[Extracted data entries]
PR #51, opened 2020-07-31
Add FSL license for prelude

po09i:
Prelude is an external dependency and should have its own license. This PR adds FSL's license.

License taken from: https://fsl.fmrib.ox.ac.uk/fsl/fslwiki

### DIFF
--- a/shimmingtoolbox/unwrap/LICENSE_FSL_PRELUDE.md
+++ b/shimmingtoolbox/unwrap/LICENSE_FSL_PRELUDE.md
@@ -1,0 +1,93 @@
+FMRIB Software Library, Release 6.0 (c) 2018, The University of Oxford
+(the "Software")
+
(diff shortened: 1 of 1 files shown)


gaspardcereza (approved):

jcohenadad (changes requested):
we don't actually bundle FSL's prelude in this repository but in this [other repository](https://github.com/shimming-toolbox/binaries).

what is the reason you'd like to add the license here?

po09i:
I thought it should be bundled where we use it but I can do the same PR in this [binaries repo](https://github.com/shimming-toolbox/binaries) instead.

jcohenadad:
so i guess we can close after you create the PR in the other repos and cross-ref here--

po09i:
PR moved to [binaries repo](https://github.com/shimming-toolbox/binaries/pull/1) 
This can be closed

Issue #55, opened 2020-07-31
Fix docstring formatting in `utils.py`


jidicula:
There are some issues with docstring formatting in `shimmingtoolbox/utils.py` that are throwing warnings from Sphinx-autodoc when generating the function documentation stubs for that file.

```
/Users/johanan/neuropoly/shimming-toolbox-py/shimmingtoolbox/utils.py:docstring of shimmingtoolbox.utils.run_subprocess:3: WARNING: Unexpected indentation.
```

jidicula:
https://github.com/shimming-toolbox/shimming-toolbox-py/pull/56#issuecomment-667320630

Issue #54, opened 2020-07-31
Fix docstrings in `download.py`


jidicula:
There are some issues with docstring formatting in `shimmingtoolbox/download.py` that are throwing warnings from Sphinx-autodoc when generating the function documentation stubs for that file.

```
/Users/johanan/neuropoly/shimming-toolbox-py/shimmingtoolbox/download.py:docstring of shimmingtoolbox.download.install_data:7: WARNING: Unexpected indentation.
```

jidicula:
https://github.com/shimming-toolbox/shimming-toolbox-py/pull/56#issuecomment-667320630

Issue #53, opened 2020-07-31
Fix docstrings in `NumericalModel`


jidicula:
There are some issues with docstring formatting in `shimmingtoolbox/simulate/numerical_model.py` that are throwing warnings from Sphinx-autodoc when generating the documentation stubs for the NumericalModel class.

Edit: partially resolved by #57, remaining warning is below:

```
/Users/johanan/neuropoly/shimming-toolbox-py/shimmingtoolbox/simulate/numerical_model.py:docstring of shimmingtoolbox.simulate.numerical_model.NumericalModel.generate_deltaB0:9: WARNING: Unexpected indentation.
```

jidicula:
https://github.com/shimming-toolbox/shimming-toolbox-py/pull/56#issuecomment-667320630

PR #56, opened 2020-07-31
[docs][API reference] Add unwrap module to API reference

### LINKED ISSUE #52: Add unwrap module to API reference in documentation
The unwrap module currently contains a docstring that can be picked up by Sphinx-autodoc if the directive is added to the API reference.

jidicula:
Resolves: #52

### DIFF
--- a/docs/source/6_api_reference/api.rst
+++ b/docs/source/6_api_reference/api.rst
@@ -21,3 +21,6 @@ The following section outlines the API of shimming-toolbox.
 
 .. automodule:: shimmingtoolbox.simulate.numerical_model
    :members:
+
+.. automodule:: shimmingtoolbox.unwrap.prelude
+   :members:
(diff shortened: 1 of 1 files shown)


po09i:
We are using the google style docstring which is not the default way that sphinx parses the docstring. We might need to add extensions to fix the output. 

This might be of interest: https://www.sphinx-doc.org/en/master/usage/extensions/napoleon.html

jidicula:
> We are using the google style docstring which is not the default way that sphinx parses the docstring. We might need to add extensions to fix the output.
> 
> This might be of interest: https://www.sphinx-doc.org/en/master/usage/extensions/napoleon.html

Thanks @po09i, I've updated #53, #54, and #55 with links to your comment. Should be able to knock them all out by adding that extension.

po09i (changes requested):
Can you rabase on master so we can see the changes from the previous merge that fixed the google style docstring

po09i (approved):

PR #60, opened 2020-08-06
Added masking functionality

### LINKED ISSUE #47: Implement masking function
## Context

A mask is a binary image, with voxels=1 in regions that are anatomically or geometrically relevant (e.g. skull, brain, etc.).

In the context of this project, it is useful for:
- unwrapping
- RF shimming
- B0 shimming

There are a few algorithms/software that exist to perform masking:
- SCT: for spinal cord + simple shapes (license MIT)
- FSL BET  (non-commercial): for brain
- Others?

For simple shape masking (e.g. square), code is easy and could potentially be included inside shimming-toolbox.

## Suggestion

We could implement a wrapper similar to `shimmingtoolbox.unwrap.prelude()` for masking. E.g.:
- `shimmingtoolbox.masking.shape(shape={'square', 'cube', 'disk', 'ball'})` --> input is a np.array (the image to mask)
- `shimmingtoolbox.masking.threshold(thr=DEFAULT_THR)` --> input is a np.array; scikit-image has a lot of thr algo
  - we could consider algo that works with phase images
- `shimmingtoolbox.masking.bet()` --> input is file name
- `shimmingtoolbox.masking.sct()` --> input could be file name or an np.array (if we use SCT's API)
output: mask as nd.array (of file in the case of bet)

## Related to
Originally as a TODO in [general_demo script]([url](https://github.com/shimming-toolbox/shimming-toolbox-py/pull/46/commits/57126cbcef79abddf09d1927d489c7775a134953#diff-f849ab6d978a45df1c493a686d102cb7L60))

jcohenadad:
## Context

A mask is a binary image, with voxels=1 in regions that are anatomically or geometrically relevant (e.g. skull, brain, etc.).

In the context of this project, it is useful for:
- unwrapping
- RF shimming
- B0 shimming

This PR implements a new module `shimmingtoolbox.masking` with a few masking capabilities:
- `shimmingtoolbox.masking.shape(shape={'square', 'cube', 'disk', 'ball'})`
  - Input is a numpy.ndarray (the image to mask)
  - output: mask as numpy.ndarray
- `shimmingtoolbox.masking.threshold(thr=DEFAULT_THR)`
  - Input is a numpy.ndarray (the image to mask)
  - output: mask as numpy.ndarray
- Added as an automodule to be documented on the website

output: mask as numpy.ndarray

## In subsequent PR's
- We could consider algo that works with phase images for the threshold algorithm
- `shimmingtoolbox.masking.bet()` --> input is file name (or np.array?)
- `shimmingtoolbox.masking.sct()` --> input could be file name or an np.array (if we use SCT's API)

Fixes #47


po09i:
Any feedback on the `masking.shape` part of the PR, I'm thinking to structure the `shape` function as a wrapper to the different shapes to support ('square', 'cube', 'disk', 'ball'). It allows to call only one function for shape masking. That being said I'm not a big fan of the number of argument that ends up in the "wrapper" (`masking.shape`). It also makes it unclear which argument is necessary for which shape.

shimmingtoolbox/masking/shape.py
```diff
@@ -0,0 +1,70 @@
+#!/usr/bin/python3
+# -*- coding: utf-8 -*-
+"""
+Image mask with shape API
+"""
+
+import numpy as np
+
+
+def shape(data, shape, center_x=None, center_y=None, center_z=None, len_x=None, len_y=None, len_z=None, radius=None):
```
gab-berest, line 10: I think a wrapper function would be a good way to go. Normally when using wrapper function like the one you have, you should use *args and **kargs and then for each call, check if the correct arguments are passed down to the wrapper. This way, it can be used with any type of function. And could even be implemented as a decorator, but it is not necessary:
```suggestion
def shape(data, shape, **kargs):
    mask_info = {}
    for key, value in kargs.items():
        mask_info[key] = value
```
Then you would have a dictionary with all the information provided and you can parse through it to check if the required fields for your shape are present.

shimmingtoolbox/masking/shape.py
```diff
@@ -0,0 +1,70 @@
...
+        # TODO
+        pass
+    elif shape == 'disk':
+        # TODO
+        pass
+    elif shape == 'ball':
+        # TODO
+        pass
+    else:
+        raise RuntimeError('Input shapes not part of the allowed shapes for masking')
```
gab-berest, line 43: A good way to avoid using if elif is to make a global dictionary with all the functions for the shapes keyed with the shape name and only call this function:
```suggestion
   shape_mask[shape](data, mask_info)
```
And at the beginning of the document:
```
shape_mask = {'square': shape_square, 'cube': shape_cube, 'disk': shape_disk, 'ball': shape_ball}
```
This way, it is easier to call. You can also unwrap the information in the mask_info to use with you're current function call.

shimmingtoolbox/masking/shape.py
```diff
@@ -0,0 +1,70 @@
...
+    Args:
+
+    Returns:
+        nd.array: mask
+    """
+
+    # allowed_shapes = {'square', 'cube', 'disk', 'ball'}
+
+    # Make sure input params are valid
+    if data.ndim not in [2, 3]:
```
gab-berest, line 23: If you check dimensions in your masking function afterward, this line becomes redundant and prone to mistake afterward.

shimmingtoolbox/masking/threshold.py
```diff
@@ -0,0 +1,28 @@
...
+import os
+import nibabel as nib
+import pathlib
+import tempfile
+import logging
+
+from shimmingtoolbox.utils import run_subprocess
+
+
+def threshold(data, thr=30):
```
gab-berest, line 17: Is it necessary to have a function that only does this? It adds another layer of complexity and linking for the executer. If it will be used at multiple places or do other things then it is alright, but this function seems quite short.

[Directions for this task]
Go through the entries above and report every line in which the word "Unexpected" appears.

[Problem solution]
/Users/johanan/neuropoly/shimming-toolbox-py/shimmingtoolbox/utils.py:docstring of shimmingtoolbox.utils.run_subprocess:3: WARNING: Unexpected indentation.
/Users/johanan/neuropoly/shimming-toolbox-py/shimmingtoolbox/download.py:docstring of shimmingtoolbox.download.install_data:7: WARNING: Unexpected indentation.
/Users/johanan/neuropoly/shimming-toolbox-py/shimmingtoolbox/simulate/numerical_model.py:docstring of shimmingtoolbox.simulate.numerical_model.NumericalModel.generate_deltaB0:9: WARNING: Unexpected indentation.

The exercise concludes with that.